◆ **TASK DIRECTIONS**
With the first line as the start and the line containing "## Discussion points" as the end, write out every line of the records exactly.

=== DATA SECTION ===

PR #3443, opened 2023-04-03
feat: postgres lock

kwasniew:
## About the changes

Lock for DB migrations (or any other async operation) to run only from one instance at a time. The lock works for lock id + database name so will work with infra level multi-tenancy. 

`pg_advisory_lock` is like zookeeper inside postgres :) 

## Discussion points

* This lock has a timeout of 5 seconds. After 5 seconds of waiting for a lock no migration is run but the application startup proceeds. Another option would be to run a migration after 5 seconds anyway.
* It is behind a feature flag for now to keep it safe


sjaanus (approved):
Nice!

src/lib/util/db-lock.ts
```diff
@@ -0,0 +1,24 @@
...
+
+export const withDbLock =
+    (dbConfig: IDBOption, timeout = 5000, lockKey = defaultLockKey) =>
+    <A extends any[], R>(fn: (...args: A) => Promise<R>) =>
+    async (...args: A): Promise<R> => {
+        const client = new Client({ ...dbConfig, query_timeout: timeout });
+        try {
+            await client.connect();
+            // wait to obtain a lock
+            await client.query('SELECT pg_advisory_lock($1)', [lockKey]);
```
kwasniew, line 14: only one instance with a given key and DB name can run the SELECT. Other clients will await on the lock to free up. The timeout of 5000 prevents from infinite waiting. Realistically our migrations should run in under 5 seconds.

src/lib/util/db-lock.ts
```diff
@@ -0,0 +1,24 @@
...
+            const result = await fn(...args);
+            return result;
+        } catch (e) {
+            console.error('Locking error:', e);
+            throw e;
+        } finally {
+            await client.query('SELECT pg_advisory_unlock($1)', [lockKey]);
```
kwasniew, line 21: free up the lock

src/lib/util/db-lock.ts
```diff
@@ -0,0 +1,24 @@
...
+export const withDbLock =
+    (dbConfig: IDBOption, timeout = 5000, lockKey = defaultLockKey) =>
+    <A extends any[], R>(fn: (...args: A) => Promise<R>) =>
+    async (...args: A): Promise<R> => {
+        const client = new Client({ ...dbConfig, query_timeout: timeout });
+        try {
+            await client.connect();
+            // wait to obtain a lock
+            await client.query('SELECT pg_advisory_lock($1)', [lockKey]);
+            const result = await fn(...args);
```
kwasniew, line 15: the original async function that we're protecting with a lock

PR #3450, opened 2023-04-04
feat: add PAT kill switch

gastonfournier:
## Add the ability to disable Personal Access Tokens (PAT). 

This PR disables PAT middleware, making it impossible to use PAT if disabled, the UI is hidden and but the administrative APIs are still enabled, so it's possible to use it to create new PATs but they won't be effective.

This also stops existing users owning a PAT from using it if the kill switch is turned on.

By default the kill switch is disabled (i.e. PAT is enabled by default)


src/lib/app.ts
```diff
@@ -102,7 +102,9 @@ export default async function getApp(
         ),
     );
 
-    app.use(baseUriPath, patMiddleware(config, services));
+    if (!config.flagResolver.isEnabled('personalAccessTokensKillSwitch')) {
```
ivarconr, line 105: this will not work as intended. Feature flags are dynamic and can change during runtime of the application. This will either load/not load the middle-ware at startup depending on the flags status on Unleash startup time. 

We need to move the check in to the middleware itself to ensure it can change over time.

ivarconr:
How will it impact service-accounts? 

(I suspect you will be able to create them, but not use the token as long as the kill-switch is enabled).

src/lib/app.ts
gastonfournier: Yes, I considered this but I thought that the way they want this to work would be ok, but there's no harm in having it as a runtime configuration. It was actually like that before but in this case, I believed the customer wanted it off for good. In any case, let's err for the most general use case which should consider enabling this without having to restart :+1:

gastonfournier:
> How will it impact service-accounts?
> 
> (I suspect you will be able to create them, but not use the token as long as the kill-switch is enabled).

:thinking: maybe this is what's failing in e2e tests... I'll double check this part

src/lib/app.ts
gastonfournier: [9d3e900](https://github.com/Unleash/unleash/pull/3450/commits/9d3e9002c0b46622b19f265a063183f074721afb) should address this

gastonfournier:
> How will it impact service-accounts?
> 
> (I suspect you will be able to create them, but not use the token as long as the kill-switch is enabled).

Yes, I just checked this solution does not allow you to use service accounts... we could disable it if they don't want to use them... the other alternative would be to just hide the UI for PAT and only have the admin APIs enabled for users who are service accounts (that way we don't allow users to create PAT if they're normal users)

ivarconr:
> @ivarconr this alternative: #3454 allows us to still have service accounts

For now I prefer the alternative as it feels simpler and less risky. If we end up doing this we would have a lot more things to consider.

===

◆ **PROBLEM SOLUTION**
PR #3443, opened 2023-04-03
feat: postgres lock

kwasniew:
## About the changes

Lock for DB migrations (or any other async operation) to run only from one instance at a time. The lock works for lock id + database name so will work with infra level multi-tenancy. 

`pg_advisory_lock` is like zookeeper inside postgres :) 

## Discussion points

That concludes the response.